Question à Thay à propos du complexe d'égalité
Question :
Cher Thay, chère Sangha, au début de notre séance de pratique,ici tous les matins au Village des Pruniers et également l’an dernier pendant la tournée américaine, nous avons été invités à transformer le soi illusoire et à transformer nos complexes d’infériorité, de supériorité et d’égalité. En Amérique, la formule “complexe d’égalité” remplit les amis d’une grande confusion et de consternation. Dans notre pays, l’égalité est non seulement une obligation légale mais c’est aussi un mot-clé du mouvement des droits humains. Je me demande si vous pourriez nous donner, à moi et à mes amis, plus d’informations sur ces complexes et sur la façon de pratiquer sur ce thème?
Réponse :
Le complexe d’égalité peut entraîner beaucoup de souffrances. Ce n’est pas l’égalité en soi qui entraîne la souffrance, mais le « complexe d’égalité ». Nous devons comprendre le sens du mot “égalité”. Nous savons que le complexe de supériorité nous cause de la souffrance à nous et à l’autre. Le complexe d’infériorité, la faible estime de soi, peut être l’origine de nombreuses maladies mentales et nous croyons que l’égalité, le droit d’être égal, est la solution. Mais la pratique de l’enseignement du Bouddha est très profond. Nous souffrons car nous nous comparons à l’autre. “Je suis mieux que lui”, est le complexe de supériorité. “Je suis pis que lui”, est le complexe d’infériorité. Mais “Je suis son égal”, est aussi un complexe car si vous essayez d’être égal, vous essayez d’argumenter que vous êtes égal, et vous continuez de souffrir. Or dans l’enseignement du Bouddhisme, il n’y a pas de soi, si bien que la comparaison n’a pas lieu d’être et c’est alors que le bonheur est parfait. Vous ne comparez plus, et vous pouvez dire : “chéri, tu es moi et je suis toi. Ta souffrance est ma souffrance; ton bonheur est mon bonheur.” C’est beaucoup plus profond. C’est là que la vision de l’inter-être est très importante. Quand vous méditez, vous voyez que vous ne pouvez qu’inter-être, que vous ne pouvez pas exister uniquement par vous-même, vous devez « inter-être » avec l’autre. C’est pourquoi au Village des Pruniers, nous disons : « Tu es, donc, je suis. » Nous inter-sommes ; nous ne voyons pas un individu qui souffre et qui est heureux seul, nous voyons un couple qui vit en harmonie et qui considère le bonheur de l’autre comme son bonheur, la souffrance de l’autre, comme sa souffrance. Ainsi donc, l’harmonie est la base du bonheur et de la paix, et cette harmonie a pour fondement la vision de l’inter-être.
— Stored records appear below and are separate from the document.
Issue #1415, opened 2023-08-30
add a new args for nydus-image use to generate aligned blobcache file


zyfjeff:
## Details about issue

At present, the nydus blob we generate is not directly used by nydusd, but first downloaded, decompressed and finally written to the blobcache file, if we can directly generate the blobcache file when the image is built, nydusd directly uses this file to start. The process of writing data from Nydus blob copy data to blobcache files is avoided. This is an optimization for localfs mode.

PR #1433, opened 2023-09-25
Add --blob-cache-dir arg use to generate raw blob cache and meta

zyfjeff:
#1415 

## Details
generate blob cache and blob meta through the —-blob-cache-dir parameters,
so that nydusd can be started directly from these two files without
going to the backend to download. this can improve the performance
of data loading in localfs mode.

## Types of changes

## Checklist

### DIFF
--- a/builder/src/core/blob.rs
+++ b/builder/src/core/blob.rs
@@ -3,7 +3,6 @@
 // SPDX-License-Identifier: Apache-2.0
 
 use std::borrow::Cow;
-use std::io::Write;
 use std::slice;
 
 use anyhow::{Context, Result};
@@ -16,9 +15,8 @@ use sha2::digest::Digest;
 
 use super::layout::BlobLayout;
 use super::node::Node;
-use crate::{
-    ArtifactWriter, BlobContext, BlobManager, BuildContext, ConversionType, Feature, Tree,
-};
+use crate::core::context::Artifact;
+use crate::{BlobContext, BlobManager, BuildContext, ConversionType, Feature, Tree};
 
 /// Generator for RAFS data blob.
 pub(crate) struct Blob {}
@@ -29,7 +27,7 @@ impl Blob {
         ctx: &BuildContext,
         tree: &Tree,
         blob_mgr: &mut BlobManager,
-        blob_writer: &mut ArtifactWriter,
+        blob_writer: &mut dyn Artifact,
     ) -> Result<()> {
         match ctx.conversion_type {
             ConversionType::DirectoryToRafs => {
@@ -101,7 +99,7 @@ impl Blob {
     fn finalize_blob_data(
         ctx: &BuildContext,
         blob_mgr: &mut BlobManager,
-        blob_writer: &mut ArtifactWriter,
+        blob_writer: &mut dyn Artifact,
     ) -> Result<()> {
         // Dump buffered batch chunk data if exists.
         if let Some(ref batch) = ctx.blob_batch_generator {
@@ -159,7 +157,7 @@ impl Blob {
     pub(crate) fn dump_meta_data(
         ctx: &BuildContext,
         blob_ctx: &mut BlobContext,
-        blob_writer: &mut ArtifactWriter,
+        blob_writer: &mut dyn Artifact,
     ) -> Result<()> {
         // Dump blob meta for v6 when it has chunks or bootstrap is to be inlined.
         if !blob_ctx.blob_meta_info_enabled || blob_ctx.uncompressed_blob_size == 0 {
@@ -194,7 +192,6 @@ impl Blob {
         } else if ctx.blob_tar_reader.is_some() {
             header.set_separate_blob(true);
         };
-
         let mut compressor = Self::get_compression_algorithm_for_meta(ctx);
         let (compressed_data, compressed) = compress::compress(ci_data, compressor)
             .with_context(|| "failed to compress blob chunk info array".to_string())?;
@@ -223,6 +220,9 @@ impl Blob {
         }
 
         blob_ctx.blob_meta_header = header;
+        if let Some(blob_cache) = ctx.blob_cache_generator.as_ref() {
+            blob_cache.write_blob_meta(ci_data, &header)?;
+        }
         let encrypted_header =
             crypt::encrypt_with_context(header.as_bytes(), cipher_obj, cipher_ctx, encrypt)?;
         let header_size = encrypted_header.len();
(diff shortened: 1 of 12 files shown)


src/bin/nydus-image/main.rs
```diff
@@ -1479,6 +1498,52 @@ impl Command {
...
+    ) -> Result<Option<Mutex<ArtifactFileWriter>>> {
+        if conversion_type == ConversionType::EStargzIndexToRef {
+            Ok(None)
+        } else if let Some(p) = matches
+            .get_one::<PathBuf>("blob-meta")
+            .map(|b| ArtifactStorage::SingleFile(b.clone()))
+        {
+            if conversion_type == ConversionType::TarToTarfs {
+                bail!(
+                    "conversion type `{}` conflicts with `--blob-meta`",
```
imeoer, line 1513: What other conversion types don't support the option? Should also treat `ConversionType::EStargzIndexToRef` like this?

zyfjeff: Yes, the types that cannot get the original file content at build time are not supported, TarToTarfs, EStargzIndexToRef, etc

builder/src/core/blob.rs
```diff
@@ -223,6 +223,17 @@ impl Blob {
         }
 
         blob_ctx.blob_meta_header = header;
+        if let Some(blob_cache) = ctx.blob_cache_generator.as_ref() {
+            let mut guard = blob_cache.lock().unwrap();
+            let meta_write = guard.get_blob_meta_writer_mut();
+            let aligned_uncompressed_size = try_round_up_4k(uncompressed_size as u64).unwrap();
```
jiangliu, line 229: Please return error instead of `unwrap()` when possible.

src/bin/nydus-image/main.rs
```diff
@@ -1041,6 +1050,12 @@ impl Command {
         build_ctx.set_chunk_size(chunk_size);
         build_ctx.set_batch_size(batch_size);
 
+        let blob_cache_generator = match blob_cache_storage {
+            Some(storage) => Some(Mutex::new(BlobCacheGenerator::new(storage)?)),
+            None => None,
+        };
+        build_ctx.blob_cache_generator = blob_cache_generator;
```
jiangliu, line 1057:
```
build_ctx.blob_cache_generator = blob_cache_storage.map(|v| {Mutex::new(BlobCacheGeneratorNew(v))});
```

src/bin/nydus-image/main.rs
```diff
@@ -1479,6 +1494,31 @@ impl Command {
         }
     }
 
+    fn get_blob_cache_storage(
+        matches: &ArgMatches,
+        conversion_type: ConversionType,
+    ) -> Result<Option<ArtifactStorage>> {
+        if let Some(p) = matches.get_one::<PathBuf>("blob-cache-dir") {
+            if conversion_type == ConversionType::TarToTarfs
```
jiangliu, line 1502: How about using whitelist instead of blacklist here?

builder/src/lib.rs
```diff
@@ -237,6 +237,11 @@ fn finalize_blob(
         // blob file.
         if !is_tarfs {
             blob_writer.finalize(Some(blob_meta_id))?;
+            if let Some(blob_cache) = ctx.blob_cache_generator.as_ref() {
```
jiangliu, line 240: How about moving the code piece out of `!is_tarfs`?
We should finalize the storage if ctx.blob_cache_generator is valid.

builder/src/core/blob.rs
```diff
@@ -223,6 +223,17 @@ impl Blob {
         }
 
         blob_ctx.blob_meta_header = header;
+        if let Some(blob_cache) = ctx.blob_cache_generator.as_ref() {
```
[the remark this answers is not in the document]
zyfjeff: Ok, I will put these code into the blob_cache_generator

src/bin/nydus-image/main.rs
zyfjeff: BlobCacheGenerator::new(storage) returns a Result, it can't return the error directly inside the closure

src/bin/nydus-image/main.rs
zyfjeff: There are more whitelists than Blacklist, we support xxxToRef and xxxToRafs

smoke/tests/blobcache_test.go
```diff
@@ -0,0 +1,120 @@
...
+	require.NoError(t, err)
+
+	a.compareTwoFiles(t, filepath.Join(blobcacheDir,fmt.Sprintf("%s.blob.data", ociBlobDigest.Hex())), filepath.Join(ctx.Env.CacheDir, fmt.Sprintf("%s.blob.data", ociBlobDigest.Hex())))
+	a.compareTwoFiles(t, filepath.Join(blobcacheDir, fmt.Sprintf("%s.blob.meta", ociBlobDigest.Hex())), filepath.Join(ctx.Env.CacheDir, fmt.Sprintf("%s.blob.meta", ociBlobDigest.Hex())))
+}
+
+
+func TestBlobCache(t *testing.T) {
+	test.Run(t, &BlobCacheTestSuite{T: t})
+}
```
imeoer, line 120: Should add a blank line here.

src/bin/nydus-image/main.rs
```diff
@@ -356,6 +357,13 @@ fn prepare_cmd_args(bti_string: &'static str) -> App {
                         .action(ArgAction::SetTrue)
                         .required(false)
                 )
+                .arg(
+                    Arg::new("blob-cache-dir")
+                        .long("blob-cache-dir")
+                        .help("Directory path to save generated blob cache files(blob meta and blob data)")
```
imeoer, line 363: How about `Directory path to generate blob cache files ($id.blob.meta and $id.blob.data)`.

builder/src/core/context.rs
```diff
@@ -193,7 +194,13 @@ impl Write for ArtifactMemoryWriter {
     }
 }
 
-struct ArtifactFileWriter(ArtifactWriter);
+pub struct ArtifactFileWriter(pub ArtifactWriter);
```
jiangliu, line 197: Is this change unnecessary now？

src/bin/nydus-image/main.rs
```diff
@@ -867,8 +888,8 @@ impl Command {
                 }
                 compressor = compress::Algorithm::GZip;
                 digester = digest::Algorithm::Sha256;
-                if blob_storage.is_none() {
-                    bail!("both --blob and --blob-dir are missing");
+                if blob_storage.is_none() && blob_cache_storage.is_none() {
+                    bail!("both --blob and --blob-dir or --blob-cache-dir are missing");
```
jiangliu, line 892: `all of --blob, --blob-dir and --blob-cache-dir are missing`?

imeoer (approved):

jiangliu (approved):

zyfjeff:
nydus-unit-test-coverage failed due to network issues, and it had nothing to do with my changes.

Dans la pratique de la pleine conscience, non seulement essayons-nous d’ôter les complexes d’infériorité et de supériorité, mais aussi le complexe d’égalité. Dans la notion « Je suis aussi bien que lui », « j’ai le droit d’être aussi bien que lui », il y a toujours un soi, et par conséquent il y a toujours comparaison.Tant que vous continuez de comparer, vous souffrez. Mais avec la vision de l’inter-être, vous ne comparez plus car « vous êtes l’autre et l’autre est vous. » Il y a harmonie, paix et bonheur. Je crois que c’est assez simple pour que vos amis le comprennent.